The input geometry looks like this:

image

The output of the geometries which are larger than expected look like this:

image

Additional context

An example real-world polygon where this is a problem are geo-boundaries for Fiji, see:

https://media.githubusercontent.com/media/wmgeolab/geoBoundaries/a6ef6576d347e3885a3ec4891b95b26e76668cbe/releaseData/gbOpen/FJI/ADM0/geoBoundaries-FJI-ADM0-all.zip

thomas-maschler commented 1 year ago

The boundaries returned from H3 are not AntiMeridian safe and introduce the distortion we observe here.

df = spark.sql("SELECT st_astext(h3_boundaryaswkb(h3_longlatash3(-180,0,4))) as geometry")
df.display()

# POLYGON ((179.851079918 0.376375409, -179.955309354 0.347497759, -179.860401436 0.149076599, -179.959431042 -0.019774498, 179.847305581 0.009690979, 179.752724995 0.207421233, 179.851079918 0.376375409))

If you wrap the cell in carto.ST_AntimeridianSafeGeom it will return a Multipolygon split at the antimeridian

df = spark.sql("SELECT carto.st_astext(carto.ST_AntimeridianSafeGeom(carto.st_geomfromwkb(st_asbinary(h3_boundaryaswkb(h3_longlatash3(-180,0,4)))))) as geometry")
df.display()

# MULTIPOLYGON (((-180 -0.01359, -180 0.35417, -179.95531 0.3475, -179.8604 0.14908, -179.95943 -0.01977, -180 -0.01359)), ((180 0.35417, 180 -0.01359, 179.84731 0.00969, 179.75272 0.20742, 179.85108 0.37638, 180 0.35417)))

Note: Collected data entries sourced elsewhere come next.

PR #13809, opened 2021-02-04
Addon-docs: Add support for Vue 3

phated:
Issue: Follow up to #13775 

## What I did

I added initial support for Vue 3 in `@storybook/addon-docs`. This was mostly a copy-paste of the `vue` implementation, but the `prepareForInline` became very streamlined since Vue 3 allows you to render a vnode directly into the DOM.

Notably missing: The `sourceDecorator` from Vue 2 won't work because vnodes no longer contain all the information to build up the templates. I explored calling `render(vnode, document.createElement('div'))` before looking at the props and it helped a bit, but I think the true way to build this would be a [custom renderer](https://v3.vuejs.org/api/global-api.html#createrenderer), similar to how they do SSR and their test utils. However, that is way out of my depth.

I also needed to fix the types in the html framework for some reason.

## How to test

I tested this in the vue 3 example storybook and it seems to be working.

### DIFF
--- a/addons/docs/package.json
+++ b/addons/docs/package.json
@@ -131,7 +131,7 @@
     "react": "^16.8.0 || ^17.0.0",
     "react-dom": "^16.8.0 || ^17.0.0",
     "sveltedoc-parser": "^3.0.4",
-    "vue": "^2.6.10",
+    "vue": "^2.6.10 || ^3.0.0",
     "webpack": ">=4"
   },
   "peerDependenciesMeta": {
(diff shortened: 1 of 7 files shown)


shilman (approved):
LGTM 🥇

Mootook:
@phated Perhaps I'm missing something but why is this still concerned with previous vue?
``` ks
// addons/docs/src/frameworks/vue3/preset.ts
loader: require.resolve('vue-docgen-loader', { paths: [require.resolve('@storybook/vue')] })
```
since I get ` Error: Cannot find module '@storybook/vue'` when running `start-storybook -p 6006` using @storybook/vue3.

phated:
@Mootook Just a bug. Good catch. A lot of this work was just copy-pasting the `@storybook/vue` code and adapting some parts to vue 3 APIs and I missed this reference. I'll submit a patch.

PR #13822, opened 2021-02-05
CLI: only kill other processes on fail

yannbf:
Issue: #13821

## What I did

The --watch command was using --kill-others with concurrently, which kills other processes in case any process fails **or succeeds**.

This PR changes it so that it will only kill other processes on failure. It also adds an extra filter to remove --watch in the lerna scope, as it should not be there.
 
## How to test

- yarn build addon-docs --watch (should not fail anymore)


shilman (approved):
LGTM! cc @phated

PR #13845, opened 2021-02-09
Addon-docs: Fix ArgsTable tab renamed to `Story` when using args

somenickname:
Issue: #12357

## What I did

Used component name for first tab of ArgsTable instead of hardcoded "Story" title

## How to test


shilman (approved):
LGTM!! Thanks for the fix!

PR #13869, opened 2021-02-10
Addon-docs: Configure syntax highlighter language by story parameter

yngvebn:
Issue: https://github.com/storybookjs/storybook/issues/13839

## What I did

I added some code to fetch `language` from `parameters.docs.source.language`. Previously it defaulted to jsx, and was not really configurable on a global level. For Angular, HTML is a better fit than JSX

grid_tessellateexplode and grid_tessellate use the unsafe geometries when computing the intersection and hence generate corrupted output geometries.

@edurdevic, there is a straightforward implementation of the ST_antimeridianSafeGeom from Geomesa using JTS and spatial4j. How far do you require feature parity between JTS and ESRI geometry API? Would you be open to supporting this for JTS only? Happy to make a PR for this.

milos-colic commented 1 year ago

@thomas-maschler JTS only support for ST_antimeridianSafeGeom is perfectly fine, we are planning to standardise around a single engine going forward (JTS). I will be updating our external contribution process today, going forward it will be possible to accept external PRs. I will provide a link to the README here once it is live.

thomas-maschler commented 1 year ago

Excellent! I was wondering about the geometry API. Going with JTS should make things much easier and provides ways to integrate with other OS libraries. st_antimeridiansafe is not pole save and it would still require some custom logic, but it should simplify the PR by a lot.